■ **Work task**:
Reproduce the records word for word, from the first line to the line containing "Also note that, for".

Collected data:
PR #2574, opened 2019-07-04
Rchain 3461: distribute rewards to active validators

odeac:
## Overview
At bond time the validator is added to the bonds map without becoming active. At epoch change it has the chance to become an active validator. Only the active validators are the ones who actually do validation work.

For now, all the validators become active but in the future some percentage will change at each epoch.

Note that, at first look, this implementation might seem different than what was discussed originally but, in fact, it behaves the same.

Also note that, for the moment, for testing purposes the epoch length is set to 1.

### JIRA ticket:
https://rchain.atlassian.net/browse/RCHAIN-3461

### Notes

### DIFF
--- a/casper/src/main/resources/PoS.rhox
+++ b/casper/src/main/resources/PoS.rhox
@@ -2,6 +2,7 @@
 // minimumBond - the minimum bond allowed by the PoS
 // maximumBond - the maximum bond allowed by PoS
 // initialBonds - the initial bonds map
+// epochLength - the length of the validation epoch in blocks
 
 /*
  The table below describes the required computations and their dependencies
@@ -168,7 +169,7 @@ new  PoS,
                 for(_, @blockNumber <- blockDataCh;
                     @(pendingRewards, rewards, activeValidators, allBonds), mvarResultCh <- mvarProcessCh) {
 
-                  if (blockNumber % 1000 == 0) {
+                  if (blockNumber % $$epochLength$$ == 0) {
                     pickActiveValidators!(allBonds, *newValidatorsCh)
                   } else {
                     newValidatorsCh!(activeValidators)
--- a/casper/src/main/resources/PoS.rhox
+++ b/casper/src/main/resources/PoS.rhox
@@ -48,14 +48,14 @@ new  PoS,
             // State structure:
             // pendingRewards : Map[PublickKey, Int] - are accummulated by calling "pay"
             // committedRewards : Map[PublickKey, Int] - are moved from pendingRewards at each closeBlock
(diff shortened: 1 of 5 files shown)


casper/src/main/scala/coop/rchain/casper/genesis/contracts/ProofOfStake.scala
```diff
@@ -9,12 +9,14 @@ import monix.eval.Coeval
 import scala.io.Source
 
 // TODO: Eliminate validators argument if unnecessary.
-final case class ProofOfStake(minimumBond: Long, maximumBond: Long, validators: Seq[Validator])
+// TODO: eliminate the default for epochLength. Now it is used in order to minimmize the impact of adding this parameter
```
KentShikama: minimize

casper/src/main/resources/PoS.rhox
```diff
@@ -40,22 +43,25 @@ new  PoS,
 
       getCurrentUserAddress!(*posRevAddressCh) |
       for(@posRevAddress <- posRevAddressCh) {
-        new stateCh, posVaultCh in {
+        new stateCh, posVaultCh, initialActiveCh in {
+          pickActiveValidators!($$initialBonds$$, *initialActiveCh) |
```
KentShikama, line 47: I think this interpolation to make all validators active as first makes this according to plan.

casper/src/test/scala/coop/rchain/casper/genesis/contracts/TestUtil.scala
```diff
@@ -58,6 +58,7 @@ object TestUtil {
         proofOfStake = ProofOfStake(
           minimumBond = 0L,
           maximumBond = Long.MaxValue,
+          epochLength=epochLength,
```
KentShikama: Missing a space here. Did you run the tests?

KentShikama (approved):

KentShikama:
bors try

casper/src/main/resources/PoS.rhox
```diff
@@ -240,6 +253,10 @@ new  PoS,
         }
       } |
 
+      contract fst(@(first, _), resultCh) = {
+        resultCh!(first)
```
JosephDenman, line 257: Can we use an in-line match statement instead?

JosephDenman (approved):

casper/src/main/resources/PoS.rhox
odeac: not really. I need a lambda-like contract to pass to the ListOps.map

PR #2575, opened 2019-07-04
RCHAIN-3582 casper comm feedbackloop

EncodePanda:
### TL;DR

When Casper needs a block, instead of requesting that block right away from set of random peer, it will ask set of peers if they have it, and then request to the first one that answers. Solution tries to cover all corner cases - scenarios when things go wrong.

This should dramatically limit number of messages being exchanged between nodes.

### Description

When `Casper` is missing some dependencies (missing some blocks), it will ask for it. Underneath it is  using a method `CommUtil.sendBlockRequest` to request blocks.

```
[info] CommUtil
[info]   sendBlockRequest
[info]     if given block was not yet requested
[info]     - broadcast HasBlockRequest to random peers (402 milliseconds)
[info]     - should log to INFO that request was made (2 milliseconds)
[info]     if given block was already requested
[info]     - should do nothing (3 milliseconds)
```

Only node in state `Running` will answer messages of type `HasBlockRequest`

```
[info] Running
[info]   handleHasBlockRequest
[info]     if given block is stored
[info]     - should send back HasBlock message to the sender (275 milliseconds)
[info]     if given block is not stored in BlockStore
[info]     - should do nothing (42 milliseconds)
```

Only node in state `Running` will answer messages of type `HasBlock`

```
[info] Running.handleHasBlock
[info] - should not request block if casper contains block (259 milliseconds)
[info] - should ignore if requested before for the same peer (9 milliseconds)
[info] - should store on a waiting list and don't request if requested by different peer (9 milliseconds)
[info] - should request block and store information about requested block (126 milliseconds)
```

Entries from `requested blocks` must be "maintained". If a block was requested, but data is not received in some defined timeout, a request must be sent to a peer from a waiting-list.

```
[info] Running
[info]   maintainRequestedBlocks, for every block that was requested
[info]     if block request is still within a timeout
[info]     - should keep the request not touch (304 milliseconds)
[info]     if block was not delivered within given timeout
[info]       if waiting list is not empty
[info]       - should request block from first peer on a waiting list (128 milliseconds)
[info]       - should move that peer from the waiting list to the requested set (3 milliseconds)
[info]       - timestamp is reset (2 milliseconds)
[info]       if waiting list IS empty
[info]       - should log a warning to the user (25 milliseconds)
[info]       - should NOT send requests to other peers (1 millisecond)
[info]       - should remove the entry from the requested block lists (1 millisecond)
```

Entries from `requested blocks` can be removed once the block is added by casper

```
[info] Running
[info]   handleBlockMessage
[info]   - should remove entry from requested blocks once attempted to add to Casper (290 milliseconds)
```

### JIRA ticket:
https://rchain.atlassian.net/browse/RCHAIN-3582


casper/src/test/scala/coop/rchain/casper/api/CreateBlockAPITest.scala
```diff
@@ -108,7 +108,7 @@ private class SleepingMultiParentCasperImpl[F[_]: Monad: Time](underlying: Multi
       b: BlockMessage,
       handleDoppelganger: (BlockMessage, Validator) => F[Unit]
   ): F[BlockStatus]                                           = underlying.addBlock(b, ignoreDoppelgangerCheck[F])
-  def contains(b: BlockMessage): F[Boolean]                   = underlying.contains(b)
```
ArturGajowy, line 103: Why this change? ~~Please provide an overload that allows for passing the block itself too and delegates to the BlockHash-taking one.~~

Please also restore the previous usages of the block-taking method - I find the change from `.contains(block)` to `.contains(block.blockHash)` is downgrade in readability ~~and a needless change~~.

casper/src/test/scala/coop/rchain/casper/MultiParentCasperAddBlockSpec.scala
```diff
@@ -313,30 +313,32 @@ class MultiParentCasperAddBlockSpec extends FlatSpec with Matchers with Inspecto
...
         signedBlock2 <- nodes(1).addBlock(deployDatas(2))
         signedBlock3 <- nodes(2).addBlock(deployDatas(3))
         _            <- nodes(2).transportLayerEff.clear(nodes(2).local) //nodes(2) ignores block2
-        _            <- nodes(1).receive() // receives block3; asks for block1'
-        _            <- nodes(2).receive() // receives request for block1'; sends block1'
+        _            <- nodes(1).receive() // receives block3; asks if has block1'
+        _            <- nodes(2).receive() // receives request has block1'; sends i have block1'
+        _            <- nodes(1).receive() // receives has block1 ack; asks for block1'
+        _            <- nodes(2).receive() // receives request block1'; sends block1'
         _            <- nodes(1).receive() // receives block1'; adds both block3 and block1'
```
ArturGajowy, line 314: Ideally, we'd have a method `exchangeTillSilence(nodes)` that would call receive on all passed nodes in round-robin fashion until all of them have empty message queues. It could have a default iterations threshold/we could lean on the test timeout for cases where silence doesn't happen.

Less ideal, but another option would be to exchange a `requestAndReceiveBlock(node1, node2)` that would cover the 4 or 5 receives above, along with their comments

casper/src/test/scala/coop/rchain/casper/api/CreateBlockAPITest.scala
ArturGajowy: LOL sorry it occurred to me only under the shower that you're making a production code change (which is most likely justified - didin't notice it previously) - and I'm referring to test code.

I think what should happen is: we get a `HashSetCasperTestNode#contains(BlockMessage)` method that does the convenience of grabbing the hash and delegates to `casperEff.contains(hash)`.

So a change to all the test call-sites will be needed anyway. I'd just prefer the change to be from:
`node.casperEff.contains(block)`
to
`node.contains(block)`
vs
`node.casperEff.contains(block.blockHash)`

casper/src/test/scala/coop/rchain/casper/MultiParentCasperAddBlockSpec.scala
EncodePanda: ideally we dont want to have tests that look like above

ArturGajowy: Baby steps, my mate, baby steps :joy:

Had a broader look and I admit the .clear usage seem quite hacky. Re: validateBlockStore part - this will be simplified once you rebase on dev :)

EncodePanda:
@ArturGajowy @sebtomba this is now ready for review

EncodePanda:
bors try

casper/src/test/scala/coop/rchain/casper/api/CreateBlockAPITest.scala
EncodePanda: Well, the change was motivated by the fact that Casper only needs `hash` to check if the block exists or not. Providing the whole `BlockMessage` as an argument only to check if there is a block with given hash was bad design. Simple as that.

EncodePanda:
bors try

models/src/main/protobuf/CasperMessage.proto
```diff
@@ -22,14 +22,19 @@ option (scalapb.options) = {
...
 
 message BlockRequest {
   option (scalapb.message).extends = "CasperMessage";
-  //Fields are redundant to allow for validity check.
-  //Such a check can definitively distinguish this
-  //from other message types with similar serializations.
-  string base16Hash = 1;
-  bytes  hash       = 2;
+  bytes  hash       = 1;
 }
```
zsluedem, line 38: You change the protocol.
Right now the integration test would simulate the way how a rnode request a block and send a block. So if you change the protocol, the test would fail.
According to the log https://drone.rchain-dev.tk/rchain/rchain/4641/7 line 1230, the integration test can not request the block right because the `hash` is messing around with the `base16Hash`.

But right now, the integration test is using protocol which stays in  [pyrchain](https://github.com/rchain/pyrchain). I need to updated the lib first. So I RECOMMEND you to mark the test xfail first. I create the ticket for that to fix it.

zsluedem: https://rchain.atlassian.net/browse/RCHAIN-3663 ticket for that.

EncodePanda: Thx @zsluedem

EncodePanda:
bors try

EncodePanda:
it's surprising, but bors did not use latest two commits 🤔

EncodePanda:
bors try

casper/src/main/scala/coop/rchain/casper/engine/Running.scala
```diff
@@ -8,84 +8,217 @@ import cats.{Applicative, Monad}
...
+            RequestedBlocks[F].modify(
+              _ + (hb.hash -> Requested(timestamp = ts, peers = Set(peer)))
+            )
+          }
+      )
+
+    def addToWaitingList(requested: Requested): F[Unit] =
+      Log[F].info(s"Adding $peer to waiting list of $hashStr request") >> RequestedBlocks[F]
+        .modify { requestedBlocks =>
+          requestedBlocks + (hb.hash -> requested.copy(waitingList = peer :: requested.waitingList))
```
KentShikama, line 140: We should add a TODO or a ticket to append last

casper/src/main/scala/coop/rchain/casper/engine/Running.scala
```diff
@@ -8,84 +8,217 @@ import cats.{Applicative, Monad}
...
+      casperContains: BlockHash => F[Boolean],
+      casperAdd: BlockMessage => F[BlockStatus]
+  ): F[Unit] =
+    casperContains(b.blockHash)
+      .ifM(
+        Log[F].info(s"Received block ${PrettyPrinter.buildString(b.blockHash)} again."),
+        for {
+          _ <- Log[F].info(s"Received ${PrettyPrinter.buildString(b)}.")
+          _ <- casperAdd(b)
+          _ <- RequestedBlocks[F].modify(_ - b.blockHash)
```
KentShikama, line 179: We should add a TODO or a ticket to check BlockStatus for inDag and only remove from RequestedBlocks if so

KentShikama (approved):

EncodePanda:
bors try

casper/src/main/scala/coop/rchain/casper/engine/Running.scala
EncodePanda: https://rchain.atlassian.net/browse/RCHAIN-3675

casper/src/main/scala/coop/rchain/casper/engine/Running.scala
EncodePanda: https://rchain.atlassian.net/browse/RCHAIN-3675

casper/src/main/scala/coop/rchain/casper/Casper.scala
```diff
@@ -76,10 +76,10 @@ object MultiParentCasper extends MultiParentCasperInstances {
   def ignoreDoppelgangerCheck[F[_]: Applicative]: (BlockMessage, Validator) => F[Unit] =
     kp2(().pure[F])
 
-  def forkChoiceTip[F[_]: MultiParentCasper: Monad: BlockStore]: F[BlockMessage] =
+  def forkChoiceTip[F[_]: Monad: BlockStore](casper: MultiParentCasper[F]): F[BlockMessage] =
```
sebtomba, line 80: Todo: We need to check where else `MultiParentCasper` is used like a typeclass.

casper/src/main/scala/coop/rchain/casper/engine/Running.scala
```diff
@@ -85,26 +85,32 @@ object Running {
       Map(filtered: _*)
     }
 
+    def tryRerequest(hash: BlockHash, requested: Requested): F[(BlockHash, Option[Requested])] =
+      if (requested.waitingList.nonEmpty) {
```
sebtomba, line 89: Please consider `headOption.fold` here.

casper/src/main/scala/coop/rchain/casper/engine/Running.scala
```diff
@@ -8,84 +8,217 @@ import cats.{Applicative, Monad}
...
-class Running[F[_]: RPConfAsk: BlockStore: Monad: ConnectionsCell: TransportLayer: Log: Time](
-    private val casper: MultiParentCasper[F],
+  **/
+object Running {
+
+  val timeout: FiniteDuration = 240 seconds
+
+  final case class Requested(
+      timestamp: Long,
+      peers: Set[PeerNode] = Set.empty,
```
sebtomba, line 46: It seems `peers` are not used anywhere. You are moving peers from the waiting list to this set. But you could also just drop the peers.

sebtomba (approved):
LGTM. But see my comments.

casper/src/main/scala/coop/rchain/casper/Casper.scala
EncodePanda: https://rchain.atlassian.net/browse/RCHAIN-3676

casper/src/main/scala/coop/rchain/casper/engine/Running.scala
EncodePanda: 👍

casper/src/main/scala/coop/rchain/casper/engine/Running.scala
EncodePanda:
```

    "ignore if requested before for the same peer" in {
      // given
      val sender = peerNode("somePeer", 40400)
      val requestedBefore =
        Map(hash -> Requested(timestamp = System.currentTimeMillis, peers = Set(sender)))
      implicit val requestedBlocks = initRequestedBlocks(init = requestedBefore)
      val casperContains           = alwaysFalse
      // when
      Running.handleHasBlock[Coeval](sender, hb)(casperContains).apply()
      // then
      transport.requests shouldBe empty
    }
```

■ **Your solution**:
PR #2574, opened 2019-07-04
Rchain 3461: distribute rewards to active validators

odeac:
## Overview
At bond time the validator is added to the bonds map without becoming active. At epoch change it has the chance to become an active validator. Only the active validators are the ones who actually do validation work.

For now, all the validators become active but in the future some percentage will change at each epoch.

Note that, at first look, this implementation might seem different than what was discussed originally but, in fact, it behaves the same.

Also note that, for the moment, for testing purposes the epoch length is set to 1.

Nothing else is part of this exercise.